▶ WHAT YOU HAVE TO DO
Repeat the records. Match each character exactly.

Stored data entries
PR #844, opened 2026-04-06
feat(providers): register z.ai in API_SERVICE_TYPES only

### LINKED ISSUE #843: feat(providers): add z.ai native adapter support for OpenCode/KiloCode
## Summary

z.ai uses a custom SDK that is not OpenAI-compatible. Currently z.ai is correctly registered in `API_SERVICE_TYPES` (allowing users to store z.ai API keys), but it is intentionally excluded from `DIRECT_OUTBOUND_API_PROVIDERS` because the config generators would default to the `openai-compatible` adapter, which produces broken configs at runtime.

## What's needed

To fully support z.ai in OpenCode/KiloCode dropdowns and direct-outbound workflows:

1. **Determine the correct adapter package for OpenCode** — identify the npm package (or build one) that speaks z.ai's protocol (e.g., `@ai-sdk/zai` or similar)
2. **Determine the correct adapter identifier for KiloCode** — identify the API provider string KiloCode needs for z.ai
3. **Add entries to `DIRECT_OUTBOUND_API_PROVIDERS`** in `app/models/provider.rb` with the correct `opencode_npm` and `kilocode_api` adapter hints (following the Anthropic pattern)
4. **Update tests** — verify `compatible_with?` assertions and config generation specs pass

## Context

- `API_SERVICE_TYPES` in `lib/provider_support.rb` already has `"zai"` and `"zai_coding"` entries
- `DIRECT_OUTBOUND_API_PROVIDERS` in `app/models/provider.rb` intentionally omits them until native adapter support is available
- This follows the same pattern as Google, which is in `API_SERVICE_TYPES` but not in `DIRECT_OUTBOUND_API_PROVIDERS`

viamin:
## Summary

- Adds `"zai"` and `"zai_coding"` entries to `API_SERVICE_TYPES` in `lib/provider_support.rb` so users can store z.ai API keys
- Intentionally omits them from `DIRECT_OUTBOUND_API_PROVIDERS` in `app/models/provider.rb` — z.ai uses a custom SDK (not OpenAI-compatible), so the default `openai-compatible` adapter would produce broken configs at runtime
- Derived constants (`DIRECT_OUTBOUND_SERVICE_TYPES`, `OPENCODE_API_PROVIDER_KEYS`, `KILOCODE_API_PROVIDER_KEYS`) automatically exclude z.ai, keeping it out of OpenCode/KiloCode dropdowns and `compatible_with?` checks

## Why not `DIRECT_OUTBOUND_API_PROVIDERS`?

Adding z.ai there would:
1. Show z.ai in OpenCode/KiloCode API provider dropdowns with broken `openai-compatible` defaults
2. Make `compatible_with?` assert z.ai keys work with opencode/kilocode, which is semantically false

▶ EXPECTED OUTPUT
PR #844, opened 2026-04-06
feat(providers): register z.ai in API_SERVICE_TYPES only

### LINKED ISSUE #843: feat(providers): add z.ai native adapter support for OpenCode/KiloCode
## Summary

z.ai uses a custom SDK that is not OpenAI-compatible. Currently z.ai is correctly registered in `API_SERVICE_TYPES` (allowing users to store z.ai API keys), but it is intentionally excluded from `DIRECT_OUTBOUND_API_PROVIDERS` because the config generators would default to the `openai-compatible` adapter, which produces broken configs at runtime.

## What's needed

To fully support z.ai in OpenCode/KiloCode dropdowns and direct-outbound workflows:

1. **Determine the correct adapter package for OpenCode** — identify the npm package (or build one) that speaks z.ai's protocol (e.g., `@ai-sdk/zai` or similar)
2. **Determine the correct adapter identifier for KiloCode** — identify the API provider string KiloCode needs for z.ai
3. **Add entries to `DIRECT_OUTBOUND_API_PROVIDERS`** in `app/models/provider.rb` with the correct `opencode_npm` and `kilocode_api` adapter hints (following the Anthropic pattern)
4. **Update tests** — verify `compatible_with?` assertions and config generation specs pass

## Context

- `API_SERVICE_TYPES` in `lib/provider_support.rb` already has `"zai"` and `"zai_coding"` entries
- `DIRECT_OUTBOUND_API_PROVIDERS` in `app/models/provider.rb` intentionally omits them until native adapter support is available
- This follows the same pattern as Google, which is in `API_SERVICE_TYPES` but not in `DIRECT_OUTBOUND_API_PROVIDERS`

viamin:
## Summary

- Adds `"zai"` and `"zai_coding"` entries to `API_SERVICE_TYPES` in `lib/provider_support.rb` so users can store z.ai API keys
- Intentionally omits them from `DIRECT_OUTBOUND_API_PROVIDERS` in `app/models/provider.rb` — z.ai uses a custom SDK (not OpenAI-compatible), so the default `openai-compatible` adapter would produce broken configs at runtime
- Derived constants (`DIRECT_OUTBOUND_SERVICE_TYPES`, `OPENCODE_API_PROVIDER_KEYS`, `KILOCODE_API_PROVIDER_KEYS`) automatically exclude z.ai, keeping it out of OpenCode/KiloCode dropdowns and `compatible_with?` checks

## Why not `DIRECT_OUTBOUND_API_PROVIDERS`?

Adding z.ai there would:
1. Show z.ai in OpenCode/KiloCode API provider dropdowns with broken `openai-compatible` defaults
2. Make `compatible_with?` assert z.ai keys work with opencode/kilocode, which is semantically false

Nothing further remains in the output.